The first step in this project was to design the chassis. Since most of the components I used were quite common, I pulled the cad files from the internet. With everything already in CAD, it was really easy to design and print the frame. Unfortunately, my tiny battery pack couldn’t power both the Arduino and Motors, so I had to make some modifications with duct tape. Honestly, this probably made my job easier: a higher center of gravity makes it easier to balance an inverted pendulum. (Think of the difference between balancing a pen on your finger vs a yard stick.)
Code for communicating with the MPU 6050 chip.
After everything was assembled, wired and duct-taped, the real work began. My first challenge was reading the data off of the MPU 6050. There is a library for this specific chip, however, I wanted to do it on my own. The MPU 6050 communicated with Arduino using I2C, so I had to learn how to work with that. After I pulled the data off the chip, I needed to use some fancy trig to calculate the pitch and roll of the chip using the accelerometer data. This data would be combined with the gyroscope’s pitch and roll calculations. The gyroscope data is highly accurate in the short term but needs to be integrated so it tends to drift in the long term. The acceleration data is the inverse of the gyroscope data: stable in the long term but inaccurate in the short term. Combining them with the right filter negates the downsides of both, giving you accurate and stable angle readings.
PID control for the robot. At least, it's PD control, there wasn't any need for "I" control.
With the pitch and roll sorted, this information can be incorporated into the motor control and tuned in order to balance the ‘bot. In my Systems and Vibrations course, I learned how to calculate the Butterworth (and other) values for optimal PID tuning. However, everyone online just derives them experimentally. Since it would be a real pain to calculate the exact center of mass for my duct-taped robot, I decided to jump on the bandwagon and go the experimental route.

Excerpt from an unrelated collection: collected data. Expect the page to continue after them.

Issue #2095, opened 2016-05-13
Sizing recommendations have misprint


etsauer:
The sizing recommendations here: https://github.com/openshift/openshift-docs/blob/master/install_config/install/prerequisites.adoc#sizing-recommendations

It specifies 1 CPU and 2.5 GB Ram per _**1000**_ pods... I believe that should say _**100**_.

adellape:
@etsauer That addition came from this PR: https://github.com/openshift/openshift-docs/pull/1961

Which got its info from this Issue: https://github.com/openshift/openshift-docs/issues/1949

The Issue mentions "per 1k pods". @timothysc Can you verify?

etsauer:
@adellape there's no way the recommendation could be 1 core & 2.5 GB RAM for 1000 pods. Also, in the next line there's some math that calculates to 20 cores and 50 GB RAM for 2000 pods. That math doesn't add up. Either way, i'd like to know where the numbers came from. Even it was meant to be _**100**_, that's assuming VERY tiny pods. A single java pod could easily consume 2GB Ram on its own. These measures are highly dependent on the language, and nature of the workload running inside of it. I'm all for recommending reasonable defaults to start with, but these don't seem very reasonable.

timothysc:
The sizing is for the **master daemons in a HA configuration**.  

If you want to run 20k pod cluster you will need to size your 
3 Masters, 3 - Etcd servers appropriately. 

1 cpu core, and 2.5 GB of memory atop of the defaults per 1k pods. So for 20k pods that would be (20+2) cpu cores and and (50+8) GB of ram.

That means each **master** machine is large. 

This **is not** the sizing of compute nodes.. It's the sizing of master daemons.

etsauer:
ok, that makes way more sense. That section needs to be more clear about being sizing for masters. However, if we're going to have sizing for masters, it seems we should also talk about calculating sizing for nodes.

adellape:
@bfallonf FYI on the above, per https://github.com/openshift/openshift-docs/pull/1961.

timothysc:
Sizing of the nodes, is entirely based on workloads being run.  Operators will need to determine their workload profile and size appropriately based on the profiles of their pods - some system reserve for those machines.

etsauer:
@timothysc agreed its very subjective, but its confusing if we provide guidelines for masters and not nodes. At minimum we need to say something about calculating workload size, leaving room for overhead, and determining node size based on that.

[...]

PR #2108, opened 2016-05-17
Issue 2095: Fixed System Requirements phrasing and added node host info

bfallonf:
@etsauer @timothysc As per #2095 

I'll admit, the part about node hosts is just kinda...blah. I don't think it's saying anything the admin would not expect to do for themselves. Is there anything else that can be added here?

I also changed the wording of the master host section.

Please let me know if this needs adjusting.

### DIFF
--- a/install_config/install/prerequisites.adoc
+++ b/install_config/install/prerequisites.adoc
@@ -114,12 +114,25 @@ this during or after installation.
 
 [[sizing-recommendations]]
 === Sizing Recommendations
+The following apply to production environments. Test or sample environments will
+function with the minimum requirements.
 
-In general, an {product-title} cluster should have 1 CPU core and 2.5 GB of
-memory, on top of the defaults in the table above, for each 1000 pods.
-Therefore, the recommended size of a cluster of 2000 pods would be 20 CPU cores
-and 50 GB of RAM, as well as the minimum requirements for a master host of 2 CPU
-cores and 8 GB of RAM.
+*Master Hosts*
+
+In a highly-available {product-title} cluster with external etcd, a master host
+should have 1 CPU core and 2.5 GB of memory, on top of the defaults in the table
+above, for each 1000 pods. Therefore, the recommended size of master host in an
+{product-title} cluster of 2000 pods would be 20 CPU cores and 50 GB of RAM, as
+well as the minimum requirements for a master host of 2 CPU cores and 8 GB of
+RAM.
+
+*Node Hosts*
+
+The size of a node host depends on the expected size of its workload. As an
+{product-title} cluster administrator, you will need to calculate the expected
+workload, then add about 10% for overhead. For production environments, allocate
+enough resources so that node host failure does not affect your maximum
+capacity.
 
 [[configuring-core-usage]]
 


etsauer:
@bfallonf @timothysc this needs some major updating, as it references the 3.0 docs and (i'm just realizing) has some sections out of order, but this is the guidance the NA Consulting teams give on the subject.

http://playbooks-rhtconsulting.rhcloud.com/playbooks/installation/installation.html#node-sizing

Perhaps we can take some things from here.

install_config/install/prerequisites.adoc
```diff
@@ -114,12 +114,20 @@ this during or after installation.
 
 [[sizing-recommendations]]
 === Sizing Recommendations
+*Master Hosts*
 
-In general, an {product-title} cluster should have 1 CPU core and 2.5 GB of
+In general, an {product-title} master host should have 1 CPU core and 2.5 GB of
```
timothysc: In a HA-deployment

bfallonf:
@etsauer @timothysc Cool. Added the info I thought was relevant from that 3.0 doc and changed some of the master info to talk about Tim's suggestion.

I'd be hesitant to add more info from that doc. It even talks about how outdated it will be soon.

Thoughts?

install_config/install/prerequisites.adoc
```diff
@@ -114,12 +114,27 @@ this during or after installation.
...
+RAM.
+
+*Node Hosts*
+
+The size of a node host depends on the size of the workload that will be run on
+the host. As an {product-title} cluster administrator, you will need to
+calculate the expected workload, making sure to leave some room for reserve
+resources, and use this to determine the size of the node host.
+
+In general, add 30% to the maximum expected workload. This will account for 10%
```
etsauer: The suggestion to add 20% for node failure is for planning capacity for an entire cluster, not for individual nodes. I think the better thing to focus on is that nodes are simply container hosts, and their size should be dictated by the profiles of the workloads expected to run on them. Adding 10% for overhead is still valid though.

bfallonf: @etsauer I read the doc you linked differently. I took the 20% to mean it would be a good size to pick up the slack if other nodes fail. Otherwise, the way you suggest it, what are we adding 20% to? Where does that 20% come from, if not node memory or whatever?

etsauer: @bfallonf yes that's true, the 20% is meant for picking up slack in case a node fails. It just sounds a bit strange when we're talking about individual nodes, seemingly suggesting that 20% of a node could fail somehow. That figure also makes the assumption that there are at least 5 schedulable nodes in the cluster. I think in this context, when we're trying to be brief it makes more sense to just say calculate expected maximum workload per node, add 10% for overhead, and for production deployments, make sure to allocate enough resources such that a host failure doesn't restrict your maximum capacity.

bfallonf:
@etsauer Thanks for the additional help. Changed to:

"The size of a node host depends on the expected size of its workload. As an {product-title} cluster administrator, you will need to calculate the expected workload, then add about 10% for overhead. For production environments, allocate enough resources so that node host failure does not affect your maximum capacity."

WDYT?

etsauer:
lgtm

bfallonf:
@etsauer Cool. Thanks. I'll move forward with this.

@tpoitras @tnguyen-rh @ahardin-rh @adellape Peer review, please?

bfallonf:
[rev_history]
|Added prerequisite information to node host section of link:../install_config/install/prerequisites.html#system-requirements[System Requirements].
%

tnguyen-rh:
@bfallonf LGTM.

bfallonf:
@tnguyen-rh Great. Thanks. I'll merge.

Experimal PID tuning. In other words: crashing. Lots of crashing.
After some fine tuning and a close call involving my cat, the robot was able to stand on its own. It can even compensate for a small shove, but my motors are far too weak to deal with anything more strenuous.
It works!
Ironically, this project was supposed to apply my knowledge on PID tuning, but the thing I learned the most about was how to communicate with the MPU 6050 chip and how to process the data. Overall, I am very happy with this project and how much I learned while working on it. I look forward to tackling more and more challenging projects in the future.
A special thanks to An, who helped point me in the right direction when I got lost.